Today I am happy to announce that choroplethr v3.1.0 is now on CRAN. You can get it by typing the following from an R console:
install.packages("choroplethr")
This version adds better support for summary demographic data for each state and county in the US. The data is in two data.frames and two functions. The data.frames are:
- ?df_state_demographics: eight values for each state.
- ?df_county_demographics: eight values for each county.
These statistics come from the US Census Bureau’s 2013 5-year American Community Survey (ACS). If you would like the same summary statistics from another ACS you can use these two function:
- ?get_state_demograhpics
- ?get_county_demograhpics
For more information on the ACS and choroplethr’s support for it, please see this page.
Relation to Previous Work
In many ways this update is a continuation of work that began with my April 7 guest blog post on the Revolution Analytics blog. In that piece (Exploring San Francisco with choroplethrZip) I explored the demographics of San Francisco ZIP Codes. Because of the interest in that piece, I subsequently released the data as part of the choroplethrZip package. This update simply brings that functionality to the main choroplethr package.
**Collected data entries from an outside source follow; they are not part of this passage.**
PR #157, opened 2025-06-03
153 parallelise suitability script

### LINKED ISSUE #153: Parallelise calculate suitability run script

crispy-wonton:
Fixes #153 

# Description

Refactor EPC calculating suitability script into metaflow. Summary of changes:

New files:
- `/pipeline/flows/run_calculate_suitability_flow.py` - new flow to calculate suitability scores for individual properties and LSOAs. Refactored version of `/pipeline/run_scripts/run_calculate_suitability.py`
- `/pipeline/suitability/__init__.py` - required to import from package
- `/utils/parallel_utils.py` - new utils file with new function to assist parallelisation. This is the same function as in PR #156 

Updated files:
- `MANIFEST.in` ; `setup.cfg` ; `setup.py` - changes required to import `asf_heat_pump_suitability` as package in batch machine

# Instructions for Reviewer

I have set up the script to run on a sample of 1000 EPC records and save it to S3. The results will not make sense because there will be lots of records missing for each LSOA. So this is simply to test the flow of the whole pipeline, not the results. It should be relatively quick to run. Please could you test that the flow runs all the way through successfully.

```
export METAFLOW_USER=yournamewithnospacesorpunctuation
python asf_heat_pump_suitability/pipeline/flows/run_calculate_suitability_flow.py --datastore=s3 run --gardens s3://asf-heat-pump-suitability/outputs/2023Q4/gardens/20250224_2023_Q4_EPC_garden_size_estimates_EWS_deduplicated.parquet --epc s3://asf-heat-pump-suitability/outputs/2023Q4/features/2023_Q4_EPC_features.parquet --weights s3://asf-heat-pump-suitability/outputs/2023Q4/weights/20250305_2023_Q4_EPC_weights.parquet --year 2023 --quarter 4 --max-workers 4
```

- Please do test that the creation of the sample works for you.
- Please could you also check that the results look sensible to you by loading and viewing the full dataset that i've already created with this new flow. I've put some code below. Feel free to do other basic checks you can think of!

```
import polars as pl
from polars.testing import assert_frame_equal
# Load suitability scores from metaflow pipeline output
new_df = pl.read_parquet("s3://asf-heat-pump-suitability/outputs/2023Q4/suitability/20250603_2023_Q4_heat_pump_suitability_per_lsoa.parquet")
# Load suitability scores from original script output
old_df = pl.read_parquet("s3://asf-heat-pump-suitability/outputs/2023Q4/suitability/20250319_2023_Q4_heat_pump_suitability_per_lsoa.parquet")
# Check the outputs are the same
assert_frame_equal(new_df, old_df, check_row_order=False)
new_df.describe()
```

- the logic of the refactored flow steps where it has changed from the original script. I've indicated the parts of the script that don't need a thorough review because they are unchanged (except to refactor into metaflow syntax. Please still do review these steps for the new syntax but the logic has been reviewed. And please do review the general overall flow and the documentation.

# Checklist:

- [ ] I have tested the code

### DIFF
--- a/asf_heat_pump_suitability/pipeline/flows/run_calculate_suitability_flow.py
+++ b/asf_heat_pump_suitability/pipeline/flows/run_calculate_suitability_flow.py
@@ -168,7 +168,7 @@ class CalculateSuitabilityFlow(FlowSpec):
         print("Weighting scores and aggregating per LSOA")
         self.weighted_scores = []
 
-        for lsoa_code in tqdm(self.input["lsoa"].unique()):
+        for lsoa_code in tqdm(self.input["lsoa"].drop_nulls().unique()):
             self.weighted_scores.append(
                 calculate_suitability.aggregate_dict_lsoa_suitability_and_features(
                     self.input, lsoa_code
--- a/asf_heat_pump_suitability/pipeline/flows/run_calculate_suitability_flow.py
+++ b/asf_heat_pump_suitability/pipeline/flows/run_calculate_suitability_flow.py
@@ -84,9 +84,9 @@ class CalculateSuitabilityFlow(FlowSpec):
         self.epc_df = self.epc_df.join(gardens, how="left", on="UPRN")
         self.epc_df = self.epc_df.join(weights, how="left", on="UPRN")
 
-        logging.info(f"Saving augmented EPC data")
-        save_as = f"s3://asf-heat-pump-suitability/outputs/{self.year}Q{self.quarter}/augmented_epc/{datetime.today().strftime('%Y%m%d')}_{self.year}_Q{self.quarter}_epc_augmented.parquet"
-        save_utils.save_to_s3(self.epc_df, save_as)
+        # logging.info(f"Saving augmented EPC data")
+        # save_as = f"s3://asf-heat-pump-suitability/outputs/{self.year}Q{self.quarter}/augmented_epc/{datetime.today().strftime('%Y%m%d')}_{self.year}_Q{self.quarter}_epc_augmented.parquet"
+        # save_utils.save_to_s3(self.epc_df, save_as)
         self.next(self.process_features_for_suitability)
 
     @step
@@ -153,16 +153,20 @@ class CalculateSuitabilityFlow(FlowSpec):
         )
         self.next(self.weight_scores, foreach="chunks")
 
-    @batch(cpu=2, memory=4000)
+    @batch(cpu=2, memory=1000)
     @step
     def weight_scores(self):
         """
         Apply weights to scores and aggregate for each LSOA.
         """
+        import os
+
         os.system(
-            "pip install git+https://github.com/nestauk/asf_heat_pump_suitability.git"
+            "pip install git+https://github.com/nestauk/asf_heat_pump_suitability.git@153_parallelise_suitability_script"
         )
         from tqdm import tqdm
+
+        print("Attempting suitability import")
         from asf_heat_pump_suitability.pipeline.suitability import calculate_suitability
 
         print("Weighting scores and aggregating per LSOA")
--- a/asf_heat_pump_suitability/pipeline/flows/run_calculate_suitability_flow.py
+++ b/asf_heat_pump_suitability/pipeline/flows/run_calculate_suitability_flow.py
@@ -69,6 +69,7 @@ class CalculateSuitabilityFlow(FlowSpec):
         import polars as pl
         from datetime import datetime
         from asf_heat_pump_suitability import config
+        from asf_heat_pump_suitability.utils import save_utils
 
         self.features = config["features"]
 
@@ -83,11 +84,9 @@ class CalculateSuitabilityFlow(FlowSpec):
         self.epc_df = self.epc_df.join(gardens, how="left", on="UPRN")
         self.epc_df = self.epc_df.join(weights, how="left", on="UPRN")
 
-        self.epc_df = self.epc_df.sample(n=1000)
-
-        # logging.info(f"Saving augmented EPC data")
-        # save_as = f"s3://asf-heat-pump-suitability/outputs/{self.year}Q{self.quarter}/augmented_epc/{datetime.today().strftime('%Y%m%d')}_{self.year}_Q{self.quarter}_epc_augmented.parquet"
-        # save_utils.save_to_s3(self.epc_df, save_as)
+        logging.info(f"Saving augmented EPC data")
+        save_as = f"s3://asf-heat-pump-suitability/outputs/{self.year}Q{self.quarter}/augmented_epc/{datetime.today().strftime('%Y%m%d')}_{self.year}_Q{self.quarter}_epc_augmented.parquet"
+        save_utils.save_to_s3(self.epc_df, save_as)
         self.next(self.process_features_for_suitability)
 
     @step
@@ -119,7 +118,7 @@ class CalculateSuitabilityFlow(FlowSpec):
         """
         from datetime import datetime
         from asf_heat_pump_suitability import config
-        from asf_heat_pump_suitability.utils import parallel_utils
+        from asf_heat_pump_suitability.utils import parallel_utils, save_utils
         from asf_heat_pump_suitability.pipeline.suitability import (
             calculate_suitability,
         )
@@ -137,8 +136,8 @@ class CalculateSuitabilityFlow(FlowSpec):
         for score_df in scores:
             self.epc_df = self.epc_df.join(score_df, on="UPRN", how="left")
 
-        # save_as = f"s3://asf-heat-pump-suitability/outputs/{self.year}Q{self.quarter}/suitability/{datetime.today().strftime('%Y%m%d')}_{self.year}_Q{self.quarter}_heat_pump_suitability_per_property.parquet"
-        # save_utils.save_to_s3(self.epc_df, save_as)
+        save_as = f"s3://asf-heat-pump-suitability/outputs/{self.year}Q{self.quarter}/suitability/{datetime.today().strftime('%Y%m%d')}_{self.year}_Q{self.quarter}_heat_pump_suitability_per_property.parquet"
+        save_utils.save_to_s3(self.epc_df, save_as)
 
         # Filter to relevant columns
         use_cols = (
@@ -150,7 +149,7 @@ class CalculateSuitabilityFlow(FlowSpec):
 
         # Chunk into dfs of 1000 LSOAs
         self.chunks = parallel_utils.chunk_df_by_group(
-            self.epc_df, group_col="lsoa", n=100
+            self.epc_df, group_col="lsoa", n=1000
         )
         self.next(self.weight_scores, foreach="chunks")
 
@@ -161,12 +160,12 @@ class CalculateSuitabilityFlow(FlowSpec):
         Apply weights to scores and aggregate for each LSOA.
         """
         os.system(
-            "pip install git+https://github.com/nestauk/asf_heat_pump_suitability.git@153_parallelise_suitability_script"
+            "pip install git+https://github.com/nestauk/asf_heat_pump_suitability.git"
         )
         from tqdm import tqdm
         from asf_heat_pump_suitability.pipeline.suitability import calculate_suitability
 
-        logging.info("Weighting scores and aggregating per LSOA")
+        print("Weighting scores and aggregating per LSOA")
         self.weighted_scores = []
 
         for lsoa_code in tqdm(self.input["lsoa"].unique()):
@@ -244,10 +243,10 @@ class CalculateSuitabilityFlow(FlowSpec):
         save_utils.save_to_s3(self.suitability_df, f"{save_as}.parquet")
         save_utils.save_to_s3(self.suitability_df, f"{save_as}.csv")
 
-        # logging.info("Saving open dataset to nesta-open-data S3 bucket")
-        # save_as = f"s3://nesta-open-data/asf_heat_pump_suitability/{self.year}Q{self.quarter}/{datetime.today().strftime('%Y%m%d')}_{self.year}_Q{self.quarter}_EPC_heat_pump_suitability_per_lsoa"
-        # save_utils.save_to_s3(self.suitability_df, f"{save_as}.parquet")
-        # save_utils.save_to_s3(self.suitability_df, f"{save_as}.csv")
+        logging.info("Saving open dataset to nesta-open-data S3 bucket")
+        save_as = f"s3://nesta-open-data/asf_heat_pump_suitability/{self.year}Q{self.quarter}/{datetime.today().strftime('%Y%m%d')}_{self.year}_Q{self.quarter}_EPC_heat_pump_suitability_per_lsoa"
+        save_utils.save_to_s3(self.suitability_df, f"{save_as}.parquet")
+        save_utils.save_to_s3(self.suitability_df, f"{save_as}.csv")
         self.next(self.end)
 
     @step
--- a/asf_heat_pump_suitability/pipeline/flows/run_calculate_suitability_flow.py
+++ b/asf_heat_pump_suitability/pipeline/flows/run_calculate_suitability_flow.py
@@ -3,12 +3,12 @@ Calculate suitability scores of different low-carbon heating technologies in Nes
 properties and LSOAs.
 
 To run:
-python asf_heat_pump_suitability/pipeline/run_scripts/run_calculate_suitability.py run --weights [path/to/weighted/EPC] --features [path/to/EPC/with/features] --gardens [path/to/garden/size/estimates] -y [YYYY] -q [Q] --max-workers 8
+python asf_heat_pump_suitability/pipeline/flows/run_calculate_suitability_flow.py --datastore=s3 run --weights [path/to/weighted/EPC] --features [path/to/EPC/with/features] --gardens [path/to/garden/size/estimates] --year [YYYY] --quarter [Q] --max-workers 18
 
 NB: this pipeline takes the outputs from the following scripts as inputs:
-- asf_heat_pump_suitability/pipeline/run_scripts/run_compute_epc_weights.py
-- asf_heat_pump_suitability/pipeline/run_scripts/run_add_features.py
-- asf_heat_pump_suitability/pipeline/run_scripts/run_calculate_garden_size.py
+- asf_heat_pump_suitability/pipeline/flows/run_compute_epc_weights_flow.py
+- asf_heat_pump_suitability/pipeline/flows/run_add_features_flow.py
+- asf_heat_pump_suitability/pipeline/flows/run_calculate_garden_size_flow.py
 """
 
 from metaflow import FlowSpec, step, batch, Parameter
--- a/asf_heat_pump_suitability/pipeline/flows/run_calculate_suitability_flow.py
+++ b/asf_heat_pump_suitability/pipeline/flows/run_calculate_suitability_flow.py
@@ -119,7 +119,7 @@ class CalculateSuitabilityFlow(FlowSpec):
         """
         from datetime import datetime
         from asf_heat_pump_suitability import config
-        from asf_heat_pump_suitability.pipeline.utils import parallel_utils
+        from asf_heat_pump_suitability.utils import parallel_utils
         from asf_heat_pump_suitability.pipeline.suitability import (
             calculate_suitability,
         )
@@ -160,6 +160,9 @@ class CalculateSuitabilityFlow(FlowSpec):
         """
         Apply weights to scores and aggregate for each LSOA.
         """
+        os.system(
+            "pip install git+https://github.com/nestauk/asf_heat_pump_suitability.git@153_parallelise_suitability_script"
+        )
         from tqdm import tqdm
         from asf_heat_pump_suitability.pipeline.suitability import calculate_suitability
 
@@ -202,6 +205,7 @@ class CalculateSuitabilityFlow(FlowSpec):
         Calculate the proportion of flats in each LSOA from the census data and join it to the suitability scores.
         Join LSOA and DZ names to suitability scores.
         """
+        import polars as pl
         from asf_heat_pump_suitability.pipeline.prepare_features import (
             property_type,
             output_areas,
--- a/asf_heat_pump_suitability/pipeline/flows/run_calculate_suitability_flow.py
+++ b/asf_heat_pump_suitability/pipeline/flows/run_calculate_suitability_flow.py
@@ -5,6 +5,8 @@ properties and LSOAs.
 To run:
 python asf_heat_pump_suitability/pipeline/flows/run_calculate_suitability_flow.py --datastore=s3 run --weights [path/to/weighted/EPC] --features [path/to/EPC/with/features] --gardens [path/to/garden/size/estimates] --year [YYYY] --quarter [Q] --max-workers 18
 
+Set --sample to True to run on a sample of 1000 EPC records
+
 NB: this pipeline takes the outputs from the following scripts as inputs:
 - asf_heat_pump_suitability/pipeline/flows/run_compute_epc_weights_flow.py
 - asf_heat_pump_suitability/pipeline/flows/run_add_features_flow.py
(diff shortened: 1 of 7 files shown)


asf_heat_pump_suitability/pipeline/flows/run_calculate_suitability_flow.py
```diff
@@ -0,0 +1,263 @@
...
+    quarter = Parameter(
+        name="quarter",
+        help="EPC data quarter",
+        type=int,
+        required=True,
+    )
+
+    @step
+    def start(self):
+        """
```
crispy-wonton, line 64: Nothing new in this step except refactoring to the metaflow syntax.

asf_heat_pump_suitability/pipeline/flows/run_calculate_suitability_flow.py
```diff
@@ -0,0 +1,263 @@
...
+        self.epc_df = self.epc_df.join(weights, how="left", on="UPRN")
+
+        # logging.info(f"Saving augmented EPC data")
+        # save_as = f"s3://asf-heat-pump-suitability/outputs/{self.year}Q{self.quarter}/augmented_epc/{datetime.today().strftime('%Y%m%d')}_{self.year}_Q{self.quarter}_epc_augmented.parquet"
+        # save_utils.save_to_s3(self.epc_df, save_as)
+        self.next(self.process_features_for_suitability)
+
+    @step
+    def process_features_for_suitability(self):
+        """
```
crispy-wonton, line 97: Nothing new in this step except refactoring to the metaflow syntax.

asf_heat_pump_suitability/pipeline/flows/run_calculate_suitability_flow.py
```diff
@@ -0,0 +1,263 @@
...
+        )
+
+        # TODO remove before merge
+        self.epc_df = self.epc_df.sample(n=1000, seed=2)
+
+        self.next(self.calculate_scores_per_epc_record)
+
+    @step
+    def calculate_scores_per_epc_record(self):
+        """
```
crispy-wonton, line 124: Nothing new in lines 120-142 except refactoring to metaflow syntax.

Lines 144 - 151 are new and require more thorough review.

asf_heat_pump_suitability/pipeline/flows/run_calculate_suitability_flow.py
```diff
@@ -0,0 +1,263 @@
...
+            self.epc_df,
+            group_col="lsoa",
+            n=100,
+        )
+        self.next(self.weight_scores, foreach="chunks")
+
+    # @batch(cpu=2, memory=16000)
+    @batch(cpu=2, memory=1000)
+    @step
+    def weight_scores(self):
```
crispy-wonton, line 175: Nothing new in this step except refactor to metaflow syntax although please review syntax carefully here

asf_heat_pump_suitability/pipeline/flows/run_calculate_suitability_flow.py
```diff
@@ -0,0 +1,263 @@
...
+                calculate_suitability.aggregate_dict_lsoa_suitability_and_features(
+                    self.input, lsoa_code
+                )
+            )
+
+        self.next(self.concatenate_weighted_scores)
+
+    @step
+    def concatenate_weighted_scores(self, inputs):
+        """
```
crispy-wonton, line 201: New code in this step except for more thorough review

asf_heat_pump_suitability/pipeline/flows/run_calculate_suitability_flow.py
```diff
@@ -0,0 +1,263 @@
...
+        suitability_df = pl.DataFrame(self.weighted_scores).filter(
+            pl.col("n_properties") >= 15
+        )
+        self.suitability_df = suitability_df.with_columns(pl.col(pl.Float64).round(3))
+
+        self.next(self.join_proportion_of_flats_and_names)
+
+    @step
+    def join_proportion_of_flats_and_names(self):
+        """
```
crispy-wonton, line 222: Nothing new in this step except refactor to metaflow syntax

asf_heat_pump_suitability/pipeline/flows/run_calculate_suitability_flow.py
```diff
@@ -0,0 +1,263 @@
...
+        )
+        self.suitability_df = self.suitability_df.join(
+            proportion_flats_df, how="left", on="lsoa"
+        ).join(lsoa_names_df, left_on="lsoa", right_on="lsoa_code", how="left")
+
+        self.next(self.save_outputs)
+
+    @step
+    def save_outputs(self):
+        """
```
crispy-wonton, line 252: Nothing new in this step except refactor to metaflow syntax

asf_heat_pump_suitability/pipeline/flows/run_calculate_suitability_flow.py
```diff
@@ -0,0 +1,263 @@
+"""
+Calculate suitability scores of different low-carbon heating technologies in Nesta and 'conventional' views for individual
+properties and LSOAs.
+
+To run:
+python asf_heat_pump_suitability/pipeline/run_scripts/run_calculate_suitability.py run --weights [path/to/weighted/EPC] --features [path/to/EPC/with/features] --gardens [path/to/garden/size/estimates] -y [YYYY] -q [Q] --max-workers 8
```
helloaidank: putting an example run command is useful here!

helloaidank:
```suggestion
python asf_heat_pump_suitability/pipeline/run_scripts/run_calculate_suitability.py run --weights [path/to/weighted/EPC] --features [path/to/EPC/with/features] --gardens [path/to/garden/size/estimates] -y [YYYY] -q [Q] --max-workers 8
Example:
export METAFLOW_USER=yournamewithnospacesorpunctuation
python asf_heat_pump_suitability/pipeline/flows/run_calculate_suitability_flow.py --datastore=s3 run --gardens s3://asf-heat-pump-suitability/outputs/2023Q4/gardens/20250224_2023_Q4_EPC_garden_size_estimates_EWS_deduplicated.parquet --epc s3://asf-heat-pump-suitability/outputs/2023Q4/features/2023_Q4_EPC_features.parquet --weights s3://asf-heat-pump-suitability/outputs/2023Q4/weights/20250305_2023_Q4_EPC_weights.parquet --year 2023 --quarter 4 --max-workers 4
```

asf_heat_pump_suitability/pipeline/flows/run_calculate_suitability_flow.py
```diff
@@ -0,0 +1,263 @@
...
+    year = Parameter(
+        name="year",
+        help="EPC data year. Format YYYY",
+        type=int,
+        required=True,
+    )
+
+    quarter = Parameter(
+        name="quarter",
+        help="EPC data quarter",
```
helloaidank:
```suggestion
        help="EPC data quarter (i.e. range from 1-4)",
```

asf_heat_pump_suitability/pipeline/flows/run_calculate_suitability_flow.py
```diff
@@ -0,0 +1,263 @@
...
+
+    @step
+    def start(self):
+        """
+        Load input datasets and start flow.
+        """
+        import polars as pl
+        from datetime import datetime
+        from asf_heat_pump_suitability import config
+        from asf_heat_pump_suitability.utils import save_utils
```
helloaidank, line 73: my ruff says this is unused

asf_heat_pump_suitability/pipeline/flows/run_calculate_suitability_flow.py
```diff
@@ -0,0 +1,263 @@
...
+        logging.info("Loading garden size estimates")
+        gardens = pl.read_parquet(self.gardens)
+        logging.info("Loading weights")
+        weights = pl.read_parquet(self.weights)
+
+        logging.info("Joining EPC features data with garden size estimates and weights")
+        self.epc_df = self.epc_df.join(gardens, how="left", on="UPRN")
+        self.epc_df = self.epc_df.join(weights, how="left", on="UPRN")
+
+        # logging.info(f"Saving augmented EPC data")
```
helloaidank: Do we want to delete this comments?

asf_heat_pump_suitability/pipeline/flows/run_calculate_suitability_flow.py
```diff
@@ -0,0 +1,263 @@
...
+            .fill_null(pl.col("msoa_avg_outdoor_space_m2"))
+            .alias("garden_area_m2")
+        ).drop("msoa_avg_outdoor_space_m2")
+
+        logging.info("Filtering EPC data to rows with n_features >= minimum threshold")
+        self.epc_df = calculate_suitability.filter_df_minimum_features(
+            self.epc_df, features=self.features
+        )
+
+        # TODO remove before merge
```
helloaidank: Same as with the parallelised reweighting script, wondering if we can introduce a flag when we want to test the metaflow pipeline

asf_heat_pump_suitability/pipeline/flows/run_calculate_suitability_flow.py
```diff
@@ -0,0 +1,263 @@
...
+        self.next(self.calculate_scores_per_epc_record)
+
+    @step
+    def calculate_scores_per_epc_record(self):
+        """
+        Calculate suitability score per tech type per EPC record.
+        """
+        from datetime import datetime
+        from asf_heat_pump_suitability import config
+        from asf_heat_pump_suitability.utils import parallel_utils, save_utils
```
helloaidank, line 129: again my ruff says save_utils isn't used here

asf_heat_pump_suitability/pipeline/flows/run_calculate_suitability_flow.py
```diff
@@ -0,0 +1,263 @@
...
+            epc_scores_df = calculate_suitability.compute_df_avg_score_per_epc(
+                self.epc_df, tech_type
+            )
+            scores.append(epc_scores_df)
+
+        logging.info("Joining all scores to EPC dataset")
+        for score_df in scores:
+            self.epc_df = self.epc_df.join(score_df, on="UPRN", how="left")
+
+        # save_as = f"s3://asf-heat-pump-suitability/outputs/{self.year}Q{self.quarter}/suitability/{datetime.today().strftime('%Y%m%d')}_{self.year}_Q{self.quarter}_heat_pump_suitability_per_property.parquet"
```
helloaidank: do we want to delete these comments from the script?

asf_heat_pump_suitability/pipeline/flows/run_calculate_suitability_flow.py
```diff
@@ -0,0 +1,263 @@
...
+        use_cols = (
+            ["lsoa", "proportional_weight"]
+            + [col for col in self.epc_df.columns if "score" in col]
+            + self.features
+        )
+        self.epc_df = self.epc_df.select(use_cols)
+
+        # Chunk into dfs of 1000 LSOAs
+        self.chunks = parallel_utils.chunk_df_by_group(
+            # self.epc_df, group_col="lsoa", n=1000
```
helloaidank: assuming again this is because we are running over the sample

asf_heat_pump_suitability/pipeline/flows/run_calculate_suitability_flow.py
```diff
@@ -0,0 +1,263 @@
...
+        import itertools
+
+        self.weighted_scores = list(
+            itertools.chain.from_iterable([input.weighted_scores for input in inputs])
+        )
+        logging.info(
+            "Filtering to LSOAs with data for at least 15 properties to be included in final dataset"
+        )
+        suitability_df = pl.DataFrame(self.weighted_scores).filter(
+            pl.col("n_properties") >= 15
```
helloaidank, line 214: Do you think that at any point we might want to make this parameter configurable?

asf_heat_pump_suitability/pipeline/flows/run_calculate_suitability_flow.py
```diff
@@ -0,0 +1,263 @@
...
+        self.next(self.concatenate_weighted_scores)
+
+    @step
+    def concatenate_weighted_scores(self, inputs):
+        """
+        Concatenate all weighted LSOA suitability scores together and filter to LSOAs with at least 15 records.
+        """
+        import polars as pl
+        import itertools
+
```
helloaidank, line 206: Do you think it would be worth have some exceptions in case a branch produces no data (e.g. an empty list)?

asf_heat_pump_suitability/pipeline/flows/run_calculate_suitability_flow.py
```diff
@@ -0,0 +1,263 @@
...
+        from asf_heat_pump_suitability.pipeline.utils import save_utils
+
+        logging.info("Saving LSOA heat pump suitability scores")
+        # save_as = f"s3://asf-heat-pump-suitability/outputs/{self.year}Q{self.quarter}/suitability/{datetime.today().strftime('%Y%m%d')}_{self.year}_Q{self.quarter}_heat_pump_suitability_per_lsoa"
+
+        save_as = f"s3://asf-heat-pump-suitability/outputs/{self.year}Q{self.quarter}/suitability/{datetime.today().strftime('%Y%m%d')}_{self.year}_Q{self.quarter}_heat_pump_suitability_per_lsoa_SAMPLE"
+        save_utils.save_to_s3(self.suitability_df, f"{save_as}.parquet")
+        save_utils.save_to_s3(self.suitability_df, f"{save_as}.csv")
+
+        # logging.info("Saving open dataset to nesta-open-data S3 bucket")
```
helloaidank: Are we keeping these lines?

asf_heat_pump_suitability/pipeline/flows/run_calculate_suitability_flow.py
```diff
@@ -0,0 +1,263 @@
...
+    # @batch(cpu=2, memory=16000)
+    @batch(cpu=2, memory=1000)
+    @step
+    def weight_scores(self):
+        """
+        Apply weights to scores and aggregate for each LSOA.
+        """
+        import os
+
+        os.system(
```
helloaidank, line 181: Just remember to change to dev when we decide to merge!

asf_heat_pump_suitability/utils/parallel_utils.py
```diff
@@ -0,0 +1,23 @@
+from typing import List
+import polars as pl
+
```
helloaidank, line 3: reviewed in the other script

requirements.txt
```diff
@@ -23,3 +23,4 @@ tenacity
 numpy<2.0.0
 fiona
 bs4
+metaflow
```
helloaidank, line 26: ahhhh, I reviewed the other script first, I was wondering where that was the reweighting PR!

asf_heat_pump_suitability/pipeline/flows/run_calculate_suitability_flow.py
```diff
@@ -0,0 +1,263 @@
...
+
+        self.next(self.save_outputs)
+
+    @step
+    def save_outputs(self):
+        """
+        Save outputs to S3.
+        """
+        from datetime import datetime
+        from asf_heat_pump_suitability.pipeline.utils import save_utils
```
helloaidank: Think this is a bug, I get an error when I get to this step and is inconsistent with the rest of our steps


```suggestion
        from asf_heat_pump_suitability.utils import save_utils
```

helloaidank (commented):
Hey!

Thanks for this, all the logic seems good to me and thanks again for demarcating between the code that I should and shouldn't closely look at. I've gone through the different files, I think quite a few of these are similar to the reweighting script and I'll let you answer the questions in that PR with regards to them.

Note that caveats apply to this data. ACS data represent samples, not full counts. I simplify the Census Bureau’s complex framework for dealing with race and ethnicity by dealing with only White not Hispanic, Asian not Hispanic, Black or African American not Hispanic and Hispanic all Races. I chose simplicity over completeness because my goal is to demonstrate technology.
Explore the Data Online
You can explore this data with a web application that I created here. The source code for the app is available here. This app demonstrates some of my favorite ways of exploring demographic data:
- Using a boxplot to explore the distribution of the data
- Exploring the data at both the state and county level
- Using choropleth maps to explore geographic patterns of the data
- Allowing the user to change the number of colors used:
- 1 color uses a continuous scale, which makes outliers easy to see
- Using 2 thru 9 colors puts an equal number of regions in each color. For example, using 2 colors shows values above and below the median
In my opinion, datasets like this really lend themselves to web applications because there are so many ways to visualize the data, and no single way is authoritative.
Selected Images
One of my biggest surprises when exploring this dataset was to discover its strong regional patterns. For example, the regions with the highest percentage White not Hispanic residents tend to be in the north central and north east. The regions with the highest percentage of Black or African American not Hispanic residents is in the south east. And the regions with the highest concentration of Hispanic all Races is in the south west:
Switching to counties shows us the variation within each state. And switching to a continuous scale highlights the outliers.